At the same time, his contributions were extensive in emergency situations. Thus, he provided significant financial assistance in the wake of the earthquakes that hit the Kalamata region in 1986, putting up more than 1,000 homeless people for two years on his own cruise ship and offering the Greek State a factory for prefabricated houses. He also offered assistance upon the earthquakes that struck Pyrgos, Ileia Prefecture, in 1988 and 1993, Grevena in 1995 and Athens in 1999. He also supported the Greek government through donations for the administrative and operational equipment of the Hellenic Fire Brigade, the Hellenic Police and the Greek Ministry of Public Order. His sensitivity to Greek sailors and their families was expressed through large donations to the Seamen’s Pension Fund and the Pan-Hellenic Naval Federation.

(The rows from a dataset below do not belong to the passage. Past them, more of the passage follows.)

PR #211, opened 2016-05-17
Increase timeout on snmpbulkwalk to handle switches with more data

johren:
Some of the Cisco switches I was using failed during passive discovery because they would timeout doing the snmpbulkwalk.  It appears that the default timeout is 50 seconds when it took about 1m6s to perform the full bulk walk.  I increased the timeout to 120 seconds and the switches now discover successfully.

### DIFF
--- a/lib/utils/job-utils/net-snmp-tool.js
+++ b/lib/utils/job-utils/net-snmp-tool.js
@@ -35,7 +35,11 @@ function SnmpFactory(assert, parser, ChildProcess, Promise, _) {
         }
         var outputFormat = options.numericOutput ? '-Oqn' : '-Oq';
         // -Oq makes parsing easier by simplifying snmptool output
-        var args = [outputFormat, '-v2c', '-t120', '-c', this.community, this.host].concat(oid.split(' '));
+        if (!options.timeout && options.timeout !== 0) {
+            options.timeout = 120;
+        }
+        var args = [outputFormat, '-v2c', '-t' + options.timeout.toString(),
+                    '-c', this.community, this.host].concat(oid.split(' '));
         // for bulkget and bulkwalk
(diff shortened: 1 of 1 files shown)


benbp:
FYI @vulpesartificem

benbp:
:+1:

lib/utils/job-utils/net-snmp-tool.js
```diff
@@ -35,7 +35,7 @@ function SnmpFactory(assert, parser, ChildProcess, Promise, _) {
         }
         var outputFormat = options.numericOutput ? '-Oqn' : '-Oq';
         // -Oq makes parsing easier by simplifying snmptool output
-        var args = [outputFormat, '-v2c', '-c', this.community, this.host].concat(oid.split(' '));
+        var args = [outputFormat, '-v2c', '-t120', '-c', this.community, this.host].concat(oid.split(' '));
```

In 1995, the Latsio Elementary School building complex, with a total area of 10,000 sq.m., fully funded by John Latsis, was delivered to the administration of Athens College. In 1999, construction commenced on the Latsio Burn Centre, a specialized centre for the treatment of burns, which was delivered fully equipped to the Greek State in 2005, two years after his death, and was integrated into the “Thriasio” General Hospital of Elefsina. Finally, his public benefit contribution extended to a multitude of individual gestures of solidarity with fellow people who were in need.
For the sum of his contributions, he was honoured with, inter alia, the Golden Cross of the Millennium of Agion Oros by the Patriarch Athenagoras in 1963, the Highest Order of the Phoenix by King Paul in 1965, the rank of the Highest Taxiarch by the Patriarch of Antioch in 1976, the Award of the Academy of Athens in 1989 and the Golden Cross by Ecumenical Patriarch Bartholomew in 1995.